# Unidades de Ingeniería



## Trent (Dic 29, 2006)

Hola que tal...

Soy nuevo por aqui, estuve leyendo el foro y se ve muy interesante.

La pregunta que me trae aquí es , que son las unidades de Ingenieria, siempre escuche decir que las unidades de ingenieria era un valor (32, 767) y que se debia hacer escalamientos para señales analogicas por ejemplo. 

De hecho empece a tratar un CPU S7-200 y en la ayuda dice que los Contadores pueden llegar hasta un maximo de 32,767.

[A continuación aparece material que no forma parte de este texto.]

PR #375, opened 2026-07-12
feat: server queue controls + desktop Jobs view, run History, dock badge fix, local saves

jamesbrink:
## Summary

Part 3 of 4 (stacked on #374).

### Server (mold-server + mold-core)
- `POST /api/queue/pause` / `POST /api/queue/resume` — gate both dispatch loops (single-GPU worker + multi-GPU dispatcher) via a `QueuePause` (AtomicBool + Notify with lost-wakeup protection); the running job always finishes; idempotent, `{"paused": bool}`.
- `DELETE /api/queue` — cancel-all-queued in one write-lock sweep, one `job_ended` per job, `{"cancelled": n}`; running jobs untouched.
- `/api/status` gains `queue_paused`; `/api/capabilities` gains `queue: {can_pause, can_cancel_all}`; `/api/events` emits `queue_paused`/`queue_resumed` on real transitions only.

### Desktop
- **Jobs view (⌘6)**: per-host sections of the full server queue (other clients' rows marked `OTHER CLIENT`), live thumbnails/step progress for our jobs, per-job cancel, Pause/Resume + two-step Cancel all (capability-gated — hidden on older servers), finished-this-session list with one-click reuse. Pause state stays live across clients via the new events.
- **History**: opens on a **Runs** tab — day-grouped log of every finished generation (thumbnail, model, WxH, seed, steps) with full-settings reuse (seed included); the prompt log remains as **Prompts**.
- **Dock badge**: now counts THIS app's active jobs, event-driven; previously mirrored the whole engine queue depth on a 10s poll (confusing on shared/remote engines).
- **Local saves of remote prints**: completed remote/RunPod generations are written into the local output dir automatically (Settings → App toggle, default on) — bytes come straight from the SSE complete event (works through RunPod proxies, embedded metadata intact) with an immediate local-gallery DB row via `mold_db::persist`. Gallery right-click gains **Save to this Mac**.

## Test plan
- 414 desktop vitest tests pass (new: jobs store, JobsView, HistoryView runs, dockBadge, auto-save routing incl. pref-off/local-job cases, queue-pause event sync)
- 495 mold-server tests + mold-core tests pass (new: QueuePause blocking/wakeup, cancel_all_queued invariants, route tests, serde wire shapes)
- 50 src-tauri tests pass (new: unique_output_path collisions, save_remote_outputs defaults)
- `cargo clippy --workspace --all-targets` clean (incl. TUI/discord ServerStatus fixture updates), `cargo fmt --check` clean, vue-tsc + prettier clean


jamesbrink:
Post-review notes (adversarial review workflow ran over the full stack; 21 findings confirmed, all fixed in follow-up commits except these deliberate deferrals):

1. **No Keychain→file migration** (flagged HIGH by review): intentional — the fresh-start behavior was an explicit product decision (re-enter keys once; zero Keychain prompts ever). Documented in the CHANGELOG entry.
2. **Cancel-all while paused leaves queue_depth inflated until resume**: cancelled jobs stay in the dispatch channel and are skipped (closed result channel) when the dispatcher drains on resume — identical semantics to the pre-existing per-job `DELETE /api/queue/:id`. No deadlock: resume always drains. A counter-decrement-at-cancel refactor would touch queue-counter ownership and is left for a dedicated change if the lag ever matters in practice.
3. **`host_id` slug collisions** (e.g. `http://` vs `https://` same host:port map to one slug): accepted — colliding hosts share one saved-host entry and API-key slot, which for the same physical server is arguably correct. Changing the slug format now would orphan keys persisted by this stack.

PR #390, opened 2026-07-13
feat(desktop): per-host models, model-aware routing, and a most-capable host option

jamesbrink:
## Summary

Multi-host generation gets model intelligence (user request: "use models on a host that might not be available locally… and an option to run on the most powerful/capable host"):

- **Per-host model availability**: new `hostModels` store fans `GET /api/models` out to every ready host (60 s staleness, per-host failure isolation). The Generate model picker now shows the **union** across hosts with availability tags (host label / "N hosts"), and a "not on <host> — will download there" hint when the sticky target lacks the pick. Selecting a model that only exists on an extra host works (defaults populate from the union entry).
- **Model-aware Auto routing**: `resolveRoute(selection, modelName)` restricts least-busy Auto to hosts that have the model (falls back to all ready hosts + the server's auto-pull when none do).
- **"Most capable" routing option** in the Host selector: backend class (CUDA > Metal > unknown) → total VRAM → queue depth → local on full ties; model-aware like Auto. Persisted through the existing `generateTargetHost` setting via a `"capable"` sentinel (degrades to Auto on older builds).
- **Additive wire change**: `gpu_info.backend` on `/api/status` (serde-default, omitted when unknown; older peers unaffected — back-compat tests). Client detection ladder: `gpu_info.backend` → GPU-name inference. Bonus: macOS servers now report a Metal `gpu_info` block (unified memory as VRAM) instead of `null`, so Metal hosts rank correctly.

(Replaces #389 — same content, rebased onto current main.)

## Test plan (failing-first)

- `inferBackendFromGpuName` / `backendRank` tables; `pickMostCapableHost` (cuda beats metal despite deeper queue, VRAM/queue tiebreaks, model filter + fallback, nothing-ready → null); `resolveRoute("capable")` + model-aware Auto; `hostModels` (fan-out to ready hosts only, dead-host keeps last entries, staleness/force, union dedup, `hostsFor`); HostSelector renders Most capable; Rust `GpuInfo.backend` serde back-compat.
- Gates: `cargo fmt --check` ✓ · `clippy --workspace -D warnings` ✓ · `cargo test -p mold-ai-core -p mold-ai-server` ✓ · desktop `fmt:check`/`test` (507)/`build` ✓ (all re-run after the rebase onto main past #386)


jamesbrink:
Independent peer review: **no blockers** — routing helpers, fallbacks, and the additive wire change all verified (fresh-boot capable-pick, pre-fetch Auto, explicit-pick semantics, all nine `GpuInfo` construction sites, Metal/CUDA unit consistency). Applied the one gating item in 8f2490a3: the ready-set watch is now `immediate` and picker-open force-refreshes, so model-aware routing engages from the FIRST Generate click and cross-client downloads on extra hosts surface when the user looks. Sentinel comment softened per review. Deferred (reviewer-acceptable): direct component tests for pickerFamilies/availabilityTag wiring, web-SPA GpuInfo type parity.

PR #481, opened 2026-07-21
feat(core): queue listing and cancel client methods

jamesbrink:
## Summary

Part of the G13 TUI-redesign PR series — prerequisite for the TUI Machines workspace, which needs typed Rust access to the server queue that so far only the web SPA consumed raw.

Wraps two existing server endpoints in `mold_core::MoldClient`:

- `list_queue()` → `GET /api/queue`
- `cancel_queue_job(id)` → `DELETE /api/queue/:id`

backed by new Deserialize-capable twins of mold-server's Serialize-only `job_registry` types:

- **`QueueJobEntryWire`** — `id`, `model`, `state`, `started_at_unix_ms`, `position`, plus additive `gpu`, `target_gpu`, `seed_pinned`, `metadata` (`Option<Box<OutputMetadata>>`).
- **`QueueListingWire`** — the `{ "entries": [...] }` wrapper the server actually returns (`QueueListing` wraps the rows in an object precisely so the response can grow fields; this is not a bare array).

## Forward-compat decisions

- `state` is a plain `String` (`"queued"` / `"running"` today) — a future server lifecycle state deserializes cleanly instead of breaking old clients.
- All additive fields are `#[serde(default)]` so older servers (pre `seed_pinned`/`metadata`) parse, and `skip_serializing_if = "Option::is_none"` so re-serialization matches the server's contract exactly (queued rows carry no `gpu` key at all — never `"gpu": null`).
- Unknown extra fields on both the wrapper and the rows are ignored (serde default), matching the server's stated intent to grow the wrapper.
- `cancel_queue_job` routes non-2xx through the existing `error_for_status_with_body` helper so the 409 already-running reason (and 404 body) reach the caller verbatim; the id is percent-encoded via the existing `encode_path_segment`. `list_queue` follows the `server_status()` request/error pattern; both inherit the client's `x-api-key` default-header mechanism.

Purely additive — no behavior change for existing consumers. No other crates touched.

## Test plan

TDD — tests written first and watched fail, then implemented:

- Serde fixture deserializing a realistic `GET /api/queue` body mirroring `job_registry.rs`'s own serialization tests (running row with `gpu`, queued row with `target_gpu`/`seed_pinned`/`metadata`, unknown future fields on wrapper + row).
- Unknown-state round-trip (`"state": "some-future-state"`).
- Missing-optional-fields fixture (older server shipping only the five original fields).
- Absent options stay off the wire on re-serialization; empty `{}` wrapper defaults to no entries.
- wiremock (existing client.rs pattern): wrapped-listing parse, `x-api-key` header sent, 204 cancel success, 409 error message contains status + body text.

`cargo test -p mold-ai-core` green (847 lib tests), `cargo clippy -p mold-ai-core --all-targets -- -D warnings` clean, `cargo fmt --all -- --check` clean. CHANGELOG `[Unreleased]` → `### Added` updated.


jamesbrink:
Superseded: #488 (Machines workspace) had merged this branch as its prerequisite, and its squash carried the entire queue-client changeset (QueueListingWire/QueueJobEntryWire wire types, MoldClient::list_queue/cancel_queue_job, all tests) and the CHANGELOG bullet to main verbatim — both verified present on main. Closing as redundant; no content was lost.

Alguien sabria decirme porque es este valor el de escalamiento a unidades de ingenieria, quien dijo que tenia que ser asi, o porque, no he encontrado nada la verdad.

Gracias


----------



## skull (Dic 29, 2006)

hola yo tambien alguna vez me hice esa misma pregunta y lo que averigue fue que viene de las caracteristicas del PLC,tiene una resolucion N=15 (bit), 2^15=32768 y como la cuenta en decimal es de 0 tiene que llegar a 32767 numas,bueno ojala te haya servido de algo

suerte,salu2


----------



## Trent (Ene 2, 2007)

Gracias Skull, 

suena muy razonable, ya que a las personas que he escuchado hablar de las Unidades de Ingenieria son a los Integradores con PLC's, pero ninguno de ellos te dice de donde salen.


----------